Every time I let out the clutch, I hear a metalic clicking sound. This sounds like a CV joint ready to give way. Does anybody know how to tell which side is busted and needs replacing?
I feel no <or very little> shudder on acceleration. I feel no noticeable difference turing the car in either direction. When running overroad reflectors, the left front wheel seems to be a little louder than the right. It sounds a little too....clanky. It might be my imagination though.
So, other than the clicking I hear from a standstill and sometimes off of a shift, thats all I know.


----------



## Tjax (Feb 20, 2003)

*Re: CV Joint Bad, what side? (Johnny Octane)*

Never had a CV goe on my VW, but on other cars I've had, the CV starts clicking when I make turns, progressively getting worse, one time the thing actually fell from the car in a turn. I've never heard of it happening just by engaging the clutch. You may have something else going on. Just my .02.


----------



## Johnny Octane (Feb 19, 2002)

*Re: CV Joint Bad, what side? (Tjax)*

Anybody know what it could be?


----------



## ABA Scirocco (May 30, 2001)

*Re: CV Joint Bad, what side? (Johnny Octane)*

Doesn't really sound like a CV joint, try checking your ball joints. Sometimes a bad joint can cause the symptons you describe.


----------



## Nash50 (Dec 25, 2001)

*Re: CV Joint Bad, what side? (Johnny Octane)*

To check CV joints go to a large parking lot and turn the wheel all the way to the left and go round in a circle...If you hear noise from the CV then it is the right CV causing problems...Do the same thing in the opposite direction and if you hear noise than it is the left one....Outer that is...Harder to diagnose inner CV's and they do go bad...


----------



## Sarwat (Mar 15, 2003)

*Re: CV Joint Bad, what side? (Johnny Octane)*


_Quote, originally posted by *Johnny Octane* »_Every time I let out the clutch, I hear a metalic clicking sound. This sounds like a CV joint ready to give way. Does anybody know how to tell which side is busted and needs replacing?

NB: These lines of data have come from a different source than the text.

Issue #2111, opened 2022-02-25
[Language idea] quotation marks for string assignments


thjazi39:
From level 2, Hedy gives us the possibility to manipulate strings, and to store them in variables.

However, this can potentially create interpretation problems:

<table>
	<tr>
		<th> Python </th>
		<th> Hedy 2/3 </th>
	</tr>
	<tr>
		<td> var = input('number ?')<br/> print("var equal to :",var) </td>
		<td> var is ask number ?<br/> print var equal to : var </td>
	</tr>
	<tr>
		<td> var = input('number ?')<br/> print(var," equal to :",var) </td>
		<td> var is ask number ?<br/> print var equal to : var </td>
	</tr>
	<tr>
		<td> v = input('x ?') </td>
		<td> v is ask x ? </td>
	</tr>
	<tr>
		<td> v = 'ask x ?' </td>
		<td> v is ask x ? </td>
	</tr>
</table>

In the case of the `ask` command or the `print` command the problem is solved at level 4, by the need to add quotes, but this is not added during assignments, so there are still problems. And later on, in if when comparing strings, this can also be a problem 
(when we want to compare with a random string, with the 2nd element of a list)

I have the impression that some of the bugs are directly related to this impossibility:   #1938  #1800 #1101 #2129

Thus, the introduction of quotation marks for all strings would simplify the interpretation and syntactic coloring:

for interpretation, everything in quotes is considered text, and the rest can be interpreted as commands. this won't solve all the bugs, but for example, in the case of `is` or `is ask` I guess it will make things easier.

for syntax highlighting, it would allow to color all strings in purple, and among what remains, we color all keywords in red.
This will even allow to add an extra color, for example, for variables. 

In both cases, -I think-, that it will simplify the treatments, and that it will avoid many bugs

It should also be easier in the choice of the error message.

Concerning the pedagogical aspect, I don't know too much about it, but I think it could also be interesting. It would allow to explain to the children that there are, on one side the "sentences" / "words" / "text" and on the other side, the "code", the "program", the "commands".
This would also be associated with a color, purple, for everything that hedy will not "look in detail".

In addition, currently, the following code, which could potentially raise questions in children :
<table>
	<tr>
		<td> print 'blabla' </td>
		<td> v is blabla<br/> print v </td>
	</tr>
</table>

So that's the suggestion I wanted to make.
I am not yet very familiar with the way Hedy works, but I imagine that such a change is not to be taken lightly, especially since I would be unable to do it at the moment.

[...]

PR #2137, opened 2022-03-02
Separates keyword rules and adds some other improvements

### LINKED ISSUE #724: syntax highlighting after `echo`
When you use an `echo` command without any text e.g.:
```
ask yes or no?
echo 
print okay
```

The syntax highlighting does not work for the command after `echo`. So in the example above, `print` is not highlighted.

### LINKED ISSUE #1285: Check and improve all syntax highlighting
Since all the changes we made to the levels, not all syntax highlighting is still in order, would be good if we do a thorough check of all levels and update where needed.

### LINKED ISSUE #1686: [BUG] 'at random' works in level 2 where it shouldn't
**Describe the bug**
The `at random` keyword works in level 2 and level 3, however it is only introduced in level 3. Aligned with the syntax highlighting (that also highlights `at random` in level) it should no longer work in level 2.

**Expected behavior**
Receive a `wrong level` warning when using `at random` in level 2

### LINKED ISSUE #1793: [BUG] Syntax highlighting in level 4, 6 and 8

### LINKED ISSUE #1888: [BUG] Range must have 2 numbers in level 18
**Describe the bug**
`range(5)` is not allowed while `range(1,5)` is.

Level 18
```
naam = 'Hedy'
print('ik heet', naam)
for i in range(5):
    print('lala')
```

### LINKED ISSUE #2084: [BUG] the add and remove commands don't get syntax highlighting

### LINKED ISSUE #2131: [BUG] Syntax highlighting for ask without quotes should not highlight
See https://github.com/Felienne/hedy/issues/2129#issue-1155408775

thjazi39:
# Paradigm shift:
This branch was only supposed to experiment with another syntax highlighting paradigm, but since this is conluent, I propose this pull request

The paradigm that this branch will experiment with is the following:
- Levels [1-3]:
In these levels, there are no strings yet, so understanding the lines relies a lot on the context, for example, in `answer is ask what is your name?` you have to color the first `is`, but not the 2nd.
Thus, the syntactic coloring in the first 3 levels works by "valid line" and allows to take into account these specificities.

- Levels [4+]:
In these levels, the following system is applied:
  - Everything between quotes is a string (purple)
  - In what remains, we color the keywords and symbols
  
  We will distinguish the keywords (which need a beginning and an end of word) and the symbols (which are independent), even if both have the same color.

This is a bit simplistic, but it works.

# Example : 
- level 1 :
image
- level 2 : 
image
- level 3 : 
image
- level 5 : 
image

- level 16 :
image

# Questions :

## But in some cases, doesn't this induce over-coloring ?

Indeed, if we do `add times to liste_exemple` we will obtain the following coloring :
image
The word `times` here should not be colored, but I don't think that the fact that the coloring is here is a problem. it allows to tell the child that we use here a "forbidden word" and that using it could mislead

## On the other hand, why in the first levels [2->11] all the strings are not in purple ?
Indeed, in the following examples:

image
image

The strings are not colored, but this comes from the ambiguity due to the absence of quotes (until level 4 for `print` and `ask` until level 12 for `is`)

Indeed, it is impossible to distinguish if the following code 
```
print name is hedy
```
if `hedy` or `name` is the variable. And so we can't distinguish where the string is, it would require remembering the names of the variables that exist before in the code. But this is not possible with an automaton, you need a grammar to do this

this has the consequence that if we do : 
```
add liste1 at random to liste2
```
We will obtain the following coloring :
image

I don't know yet if it will be possible to solve this or not, I would have to look into how strings are interpreted with grammar files.

# Other Changes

Funny, that's exactly what my car is doing and that's exactly what I think my problem is too since I know my CV joints on one side are bad. When I make a hard left I hear the clicking. I'll check it out one of these weekends.


----------



## Sarwat (Mar 15, 2003)

*Re: CV Joint Bad, what side? (Nash50)*


_Quote, originally posted by *Nash50* »_To check CV joints go to a large parking lot and turn the wheel all the way to the left and go round in a circle...If you hear noise from the CV then it is the right CV causing problems...Do the same thing in the opposite direction and if you hear noise than it is the left one....Outer that is...Harder to diagnose inner CV's and they do go bad...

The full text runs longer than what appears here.